Prompt: Your task is to copy the stretch of lines in the records below that begins with the line containing "Evangelink: What's that?" and ends with the line containing "### Description", exactly as written, with nothing added.

Data supplied:
———

PR #2273, opened 2019-02-08
Update RSPEC for VB

andrei-epure-sonarsource:


sonaranalyzer-dotnet/rspec/vbnet/Sonar_way_recommended_profile.json
```diff
@@ -0,0 +1,6 @@
+{
```
Evangelink: What's that?

andrei-epure-sonarsource: I have no idea. I just ran `.\scripts\rspec\rspec.ps1 vbnet`. But I removed it as we don't know exactly what it is

PR #2294, opened 2019-02-19
Update S2933 to not suggest readonly for structs

### LINKED ISSUE #2291: Update S2933: Rule should not suggest adding readonly modifier for fields of type struct
### Description

Sonar suggest adding `readonly` modifier to field of type `SpinLock`, but this should not be done and is mentioned in .NET documentation https://docs.microsoft.com/en-us/dotnet/api/system.threading.spinlock?view=netframework-4.7.2 in remarks section.

### Repro steps

Have class with `SpinLock` field that is assigned only in constructor or initialized directly

`private System.Threading.SpinLock _lock = new System.Threading.SpinLock();`

### Expected behavior

do not raise S2933 in this situation, perhaps this should be done for all structs?

### Actual behavior

S2933 is raised

### Known workarounds

no workaround

### Related information

* SonarC# Version 4.8.0.4040
* Visual Studio Version VS2017

freza-tm:
Fixes  #2291


Evangelink:
Hi @freza-tm,

Thanks for this PR. I took inspiration from it and created another PR (linked).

———

Response:
Evangelink: What's that?

andrei-epure-sonarsource: I have no idea. I just ran `.\scripts\rspec\rspec.ps1 vbnet`. But I removed it as we don't know exactly what it is

PR #2294, opened 2019-02-19
Update S2933 to not suggest readonly for structs

### LINKED ISSUE #2291: Update S2933: Rule should not suggest adding readonly modifier for fields of type struct
### Description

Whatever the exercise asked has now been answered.